It will be September’s end. You’ll be ironing a collared button-down shirt by yourself for the very first time when you realize that you’re homesick.
You’ll be in Boston (“it’s like New York Lite”—New York Lite—New York Lite—the wisps of Gloria’s voice will dwindle as they unwind into the recesses of your memory, in her Frenchie accent from high school, even though you’ve heard her new-and-improved yank-cent from living stateside the last few years) in a place of your own, an apartment you signed the lease for in April.
There’ll be a YouTube tutorial for ironing shirts garbling out of your phone at half-volume, and you won’t be able to see it properly because the phone will be lying supine halfway between the shirt and the end of the ironing board, facing God. Erwin will be leering at you from the bed with his eerie green eyes. The shirt’ll be for a—well, hopefully for a job, but who are you kidding, it’ll be a paid internship at best. You’ve done nothing of note; you’d fallen behind before you even knew you were moving.
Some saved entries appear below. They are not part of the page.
PR #8271, opened 2019-04-10
Refactoring code from direct runner, and adding unit test for processing time timers.

pabloem:
I went through this code by trying to study the state and timers implementation in the direct runner. I added a bit of documentation, a unit test, and refactored a couple places for clarity.

r: @aaltay 

---
Thoughts for myself:

I realized that currently, it is not possible to create a sequence generator in Python, because there is no way to have access to the watermark (other than using a test stream). (How about watermark holds? - i dont know enough about any of this basically : ))

If we use a sequence generator using a `beam.Create` transform, the watermark immediately goes to infinity, and the timers are not processed, because the pipeline ends.

Anyway.

### DIFF
--- a/sdks/python/apache_beam/runners/common.py
+++ b/sdks/python/apache_beam/runners/common.py
@@ -547,7 +547,7 @@ class PerWindowInvoker(DoFnInvoker):
       try:
         self.current_windowed_value = windowed_value
         self.restriction_tracker = restriction_tracker
-        return self._invoke_per_window(
+        return self._invoke_process_per_window(
             windowed_value, additional_args, additional_kwargs,
             output_processor)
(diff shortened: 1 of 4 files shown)


aaltay:
> I realized that currently, it is not possible to create a sequence generator in Python,
Is not the GenerateRecords you have here is a sequence generator?

aaltay:
> I realized that currently, it is not possible to create a sequence generator in Python,
Is not the GenerateRecords you have here is a sequence generator?

udim:
I believe this PR broke TestDirectRunner-based tests in Python postcommit tests. 
https://issues.apache.org/jira/browse/BEAM-7111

Here is an image you can hone for me: a drop of water from the iron will fall on the shirt and you will pass it off to yourself as a tear; the iron will dry it up; no one except Erwin will ever have to know the trachea-tightening agony of missing a place you loathed to live in for so long, where your father died six-and-a-half years after hauling his four-pack there and left you to survive the next six repairing the legacy of a youngish man who died too soon.
When that happened, you grew for a quick second: You did the husband things alongside your mother like drinking coffee with attorneys and bank managers under the bleakest LED lights known to man while your heart burned and shriveled up with bitterness and fear as your eight paternal uncles and three paternal aunts and two paternal grandparents turned on you and your sibs and your brown mother. You became her husband so well that your chin sprouted eleven coarse husband-hairs. But you did not become yourself.
The collar won’t sit right. I forgot to tell you what time of day it will be—I want to say the evening, but that robs you of the light pouring in from the tall windows, touted by the property manager to be a highlight of the apartment. But I want to say evening, the evening before your first day at maybe-an-internship, a harbinger of a life you chose shortsightedly from the inside of a capsule of disgusting, crippling privilege. Evening seems to me like the proper time of day to iron a shirt. If it’s the evening, Erwin will begin meowing plaintively until you feed him. His name is on two leases—mom’s and yours—because you thought his future through more thoroughly than you did your own.
There is one unbroken echelon in this world inhabited by the offspring of fathers who went far west or far east or far north or far south and came back with wealth and foreign passports and sometimes foreign wives. Its infrastructure is comprised of high-tuition private schools, literacy in at least two languages, and neglectful parenting. Your parents tried to inject you here once you were in Beirut because they loved you and wanted you to be a part of a world that they could never reach (and also because you never properly learned to speak Arabic) as a half-and-half in America—you couldn’t have made it anywhere else; you’d never known this dizzying privilege, because living there wasn’t coming back, with the fruits of first-world labor. It was over there, in the first world itself, where your family were but first-gen Muslim immigrants in the wake of 9/11.
The immersion never quite took for reasons that you never scrutinized too closely because you were afraid they might reveal shortcomings rather than strengths.
All that remained with you was some funky mind poison: the elitist excess, the game of success. You had to—could—become every anything: privileged and powerless; old-fashioned and liberal; eastern and western; diasporatic while you were in the homeland. A trace of one while embodying the other, all at once. You never even had to be anything, you just had to look it.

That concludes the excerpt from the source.